■ WORK ITEM: Scan the lines below for "judging" and copy the matches.

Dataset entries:
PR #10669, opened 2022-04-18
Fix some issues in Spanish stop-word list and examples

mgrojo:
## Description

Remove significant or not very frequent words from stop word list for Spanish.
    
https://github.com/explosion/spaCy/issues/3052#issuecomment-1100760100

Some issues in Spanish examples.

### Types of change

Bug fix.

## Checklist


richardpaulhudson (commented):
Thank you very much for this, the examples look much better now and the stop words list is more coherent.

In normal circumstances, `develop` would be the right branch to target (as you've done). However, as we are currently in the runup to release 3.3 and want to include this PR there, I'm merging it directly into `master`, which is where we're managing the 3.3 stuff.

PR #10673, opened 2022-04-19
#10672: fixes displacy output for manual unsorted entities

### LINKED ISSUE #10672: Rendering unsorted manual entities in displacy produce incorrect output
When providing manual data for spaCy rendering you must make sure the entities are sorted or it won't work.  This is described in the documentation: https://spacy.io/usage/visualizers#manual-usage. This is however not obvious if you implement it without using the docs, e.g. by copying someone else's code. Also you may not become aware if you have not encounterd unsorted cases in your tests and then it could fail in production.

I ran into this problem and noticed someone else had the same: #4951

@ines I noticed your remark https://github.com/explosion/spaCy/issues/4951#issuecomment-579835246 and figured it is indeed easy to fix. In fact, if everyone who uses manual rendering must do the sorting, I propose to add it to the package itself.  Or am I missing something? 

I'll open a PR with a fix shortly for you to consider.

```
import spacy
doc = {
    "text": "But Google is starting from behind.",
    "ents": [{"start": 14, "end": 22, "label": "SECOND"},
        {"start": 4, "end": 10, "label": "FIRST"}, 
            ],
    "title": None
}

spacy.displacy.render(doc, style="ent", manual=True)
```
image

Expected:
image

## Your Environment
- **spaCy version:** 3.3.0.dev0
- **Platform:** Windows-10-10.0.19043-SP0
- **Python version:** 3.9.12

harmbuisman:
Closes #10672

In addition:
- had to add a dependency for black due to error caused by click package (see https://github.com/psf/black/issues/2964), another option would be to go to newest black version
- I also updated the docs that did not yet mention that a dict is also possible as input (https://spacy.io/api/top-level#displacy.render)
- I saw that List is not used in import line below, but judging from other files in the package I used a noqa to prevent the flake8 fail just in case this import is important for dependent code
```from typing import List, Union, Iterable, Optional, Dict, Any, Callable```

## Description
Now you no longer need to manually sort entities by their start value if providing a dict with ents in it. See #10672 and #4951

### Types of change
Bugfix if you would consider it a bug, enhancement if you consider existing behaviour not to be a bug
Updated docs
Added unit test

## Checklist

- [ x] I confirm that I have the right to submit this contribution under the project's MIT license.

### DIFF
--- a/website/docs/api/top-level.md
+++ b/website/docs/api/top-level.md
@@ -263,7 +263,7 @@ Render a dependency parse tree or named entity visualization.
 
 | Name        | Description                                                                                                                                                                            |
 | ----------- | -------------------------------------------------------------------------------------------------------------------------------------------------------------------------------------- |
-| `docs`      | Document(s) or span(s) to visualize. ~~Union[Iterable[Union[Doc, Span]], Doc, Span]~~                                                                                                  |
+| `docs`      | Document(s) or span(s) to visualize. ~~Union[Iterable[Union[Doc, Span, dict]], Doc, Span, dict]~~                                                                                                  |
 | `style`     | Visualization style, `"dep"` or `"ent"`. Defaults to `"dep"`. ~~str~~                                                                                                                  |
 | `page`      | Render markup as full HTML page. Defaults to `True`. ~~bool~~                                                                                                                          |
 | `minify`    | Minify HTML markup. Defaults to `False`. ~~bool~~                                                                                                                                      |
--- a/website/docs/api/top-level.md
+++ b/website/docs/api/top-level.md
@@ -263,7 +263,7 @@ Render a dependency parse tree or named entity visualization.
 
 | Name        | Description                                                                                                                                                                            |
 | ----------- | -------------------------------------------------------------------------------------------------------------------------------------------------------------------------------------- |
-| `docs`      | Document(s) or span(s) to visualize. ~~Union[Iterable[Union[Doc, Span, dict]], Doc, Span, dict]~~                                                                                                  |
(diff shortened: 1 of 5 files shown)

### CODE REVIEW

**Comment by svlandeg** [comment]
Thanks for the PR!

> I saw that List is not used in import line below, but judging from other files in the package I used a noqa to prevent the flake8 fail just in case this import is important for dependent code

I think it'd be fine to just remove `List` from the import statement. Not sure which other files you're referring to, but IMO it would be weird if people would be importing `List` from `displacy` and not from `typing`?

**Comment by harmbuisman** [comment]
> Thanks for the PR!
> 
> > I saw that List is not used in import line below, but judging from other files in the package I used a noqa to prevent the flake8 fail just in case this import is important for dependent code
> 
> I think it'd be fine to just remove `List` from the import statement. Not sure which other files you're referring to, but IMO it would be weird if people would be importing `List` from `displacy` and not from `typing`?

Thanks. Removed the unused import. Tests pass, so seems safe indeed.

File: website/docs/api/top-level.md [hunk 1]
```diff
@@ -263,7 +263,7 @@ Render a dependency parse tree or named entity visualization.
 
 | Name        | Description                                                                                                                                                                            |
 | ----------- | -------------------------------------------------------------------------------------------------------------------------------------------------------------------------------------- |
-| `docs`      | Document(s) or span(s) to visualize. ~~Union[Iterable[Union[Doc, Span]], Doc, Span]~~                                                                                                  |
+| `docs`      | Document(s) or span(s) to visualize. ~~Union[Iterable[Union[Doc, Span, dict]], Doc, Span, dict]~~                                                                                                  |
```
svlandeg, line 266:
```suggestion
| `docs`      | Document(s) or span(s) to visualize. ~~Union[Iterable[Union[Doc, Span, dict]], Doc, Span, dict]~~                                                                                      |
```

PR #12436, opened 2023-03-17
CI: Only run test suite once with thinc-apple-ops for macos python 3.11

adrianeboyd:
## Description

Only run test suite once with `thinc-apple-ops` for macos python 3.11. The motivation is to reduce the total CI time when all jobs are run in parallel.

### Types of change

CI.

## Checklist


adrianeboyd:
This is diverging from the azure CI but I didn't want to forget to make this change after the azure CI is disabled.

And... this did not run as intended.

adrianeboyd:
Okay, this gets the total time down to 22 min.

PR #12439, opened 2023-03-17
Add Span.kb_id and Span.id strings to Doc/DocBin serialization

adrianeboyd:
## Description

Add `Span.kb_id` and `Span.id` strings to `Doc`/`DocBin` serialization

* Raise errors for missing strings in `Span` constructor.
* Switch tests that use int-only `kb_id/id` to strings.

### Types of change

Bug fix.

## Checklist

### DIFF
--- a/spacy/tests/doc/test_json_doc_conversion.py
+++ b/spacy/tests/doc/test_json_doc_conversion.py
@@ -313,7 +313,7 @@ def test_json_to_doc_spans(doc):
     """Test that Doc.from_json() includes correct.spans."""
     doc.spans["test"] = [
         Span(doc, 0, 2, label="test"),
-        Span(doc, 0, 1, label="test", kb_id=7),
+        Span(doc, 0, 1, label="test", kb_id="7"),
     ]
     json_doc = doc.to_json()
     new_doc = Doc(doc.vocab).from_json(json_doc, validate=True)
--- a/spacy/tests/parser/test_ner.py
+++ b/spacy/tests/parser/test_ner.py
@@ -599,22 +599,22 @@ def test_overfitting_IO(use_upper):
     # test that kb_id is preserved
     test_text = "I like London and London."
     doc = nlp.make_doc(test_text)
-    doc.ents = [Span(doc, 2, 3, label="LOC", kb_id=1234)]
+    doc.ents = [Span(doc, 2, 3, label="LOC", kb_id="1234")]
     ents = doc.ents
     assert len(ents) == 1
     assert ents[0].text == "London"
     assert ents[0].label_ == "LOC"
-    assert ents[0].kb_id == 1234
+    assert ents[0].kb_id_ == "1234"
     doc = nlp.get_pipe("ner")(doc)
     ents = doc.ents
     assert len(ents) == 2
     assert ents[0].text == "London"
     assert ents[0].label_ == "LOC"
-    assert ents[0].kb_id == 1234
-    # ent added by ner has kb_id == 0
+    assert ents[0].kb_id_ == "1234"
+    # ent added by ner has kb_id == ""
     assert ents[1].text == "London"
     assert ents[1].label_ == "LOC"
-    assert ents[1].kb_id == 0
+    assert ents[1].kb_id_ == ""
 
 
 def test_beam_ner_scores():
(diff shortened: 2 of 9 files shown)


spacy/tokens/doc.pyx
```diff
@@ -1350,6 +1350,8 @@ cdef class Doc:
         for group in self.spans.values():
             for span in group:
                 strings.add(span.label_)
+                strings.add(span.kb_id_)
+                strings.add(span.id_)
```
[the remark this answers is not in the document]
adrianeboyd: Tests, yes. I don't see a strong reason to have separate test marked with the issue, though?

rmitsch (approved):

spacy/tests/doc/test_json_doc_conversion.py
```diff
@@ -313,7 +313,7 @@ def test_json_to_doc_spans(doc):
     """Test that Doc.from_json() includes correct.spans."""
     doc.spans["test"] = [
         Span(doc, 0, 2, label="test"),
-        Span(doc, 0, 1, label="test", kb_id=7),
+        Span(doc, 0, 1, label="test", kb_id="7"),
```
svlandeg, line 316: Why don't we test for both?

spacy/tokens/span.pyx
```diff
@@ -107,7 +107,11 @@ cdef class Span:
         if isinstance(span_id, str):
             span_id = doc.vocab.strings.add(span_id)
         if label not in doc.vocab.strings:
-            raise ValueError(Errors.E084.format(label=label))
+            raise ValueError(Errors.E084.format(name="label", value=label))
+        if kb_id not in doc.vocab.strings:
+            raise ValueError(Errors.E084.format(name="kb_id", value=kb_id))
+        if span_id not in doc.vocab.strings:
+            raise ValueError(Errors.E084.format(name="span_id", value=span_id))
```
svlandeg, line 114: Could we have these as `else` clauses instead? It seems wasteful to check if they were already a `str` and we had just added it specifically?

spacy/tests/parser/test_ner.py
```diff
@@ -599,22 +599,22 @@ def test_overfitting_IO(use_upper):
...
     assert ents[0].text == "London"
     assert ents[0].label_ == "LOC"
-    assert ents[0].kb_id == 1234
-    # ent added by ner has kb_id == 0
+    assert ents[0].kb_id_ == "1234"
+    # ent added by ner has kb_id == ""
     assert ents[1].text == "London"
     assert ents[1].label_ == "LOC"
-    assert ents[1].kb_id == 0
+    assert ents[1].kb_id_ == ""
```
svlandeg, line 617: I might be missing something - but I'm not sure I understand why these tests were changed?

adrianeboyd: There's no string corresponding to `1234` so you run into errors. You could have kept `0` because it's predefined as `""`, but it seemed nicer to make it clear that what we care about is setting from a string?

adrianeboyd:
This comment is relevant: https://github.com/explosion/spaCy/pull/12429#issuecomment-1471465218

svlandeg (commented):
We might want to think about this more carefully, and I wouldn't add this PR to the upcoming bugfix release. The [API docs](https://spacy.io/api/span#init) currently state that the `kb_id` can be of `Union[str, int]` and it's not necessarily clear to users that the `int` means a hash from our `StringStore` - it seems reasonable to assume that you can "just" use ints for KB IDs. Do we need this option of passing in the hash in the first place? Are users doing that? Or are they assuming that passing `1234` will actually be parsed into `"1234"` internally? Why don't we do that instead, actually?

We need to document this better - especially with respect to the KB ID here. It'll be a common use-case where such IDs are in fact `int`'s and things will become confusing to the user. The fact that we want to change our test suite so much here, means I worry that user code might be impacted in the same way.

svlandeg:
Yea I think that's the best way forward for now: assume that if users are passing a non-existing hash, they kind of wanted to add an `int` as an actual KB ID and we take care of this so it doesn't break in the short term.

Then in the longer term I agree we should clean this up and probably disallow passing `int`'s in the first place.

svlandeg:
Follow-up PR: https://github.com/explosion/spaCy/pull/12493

■ ANSWER FOR THE TASK:
- I saw that List is not used in import line below, but judging from other files in the package I used a noqa to prevent the flake8 fail just in case this import is important for dependent code
> I saw that List is not used in import line below, but judging from other files in the package I used a noqa to prevent the flake8 fail just in case this import is important for dependent code
> > I saw that List is not used in import line below, but judging from other files in the package I used a noqa to prevent the flake8 fail just in case this import is important for dependent code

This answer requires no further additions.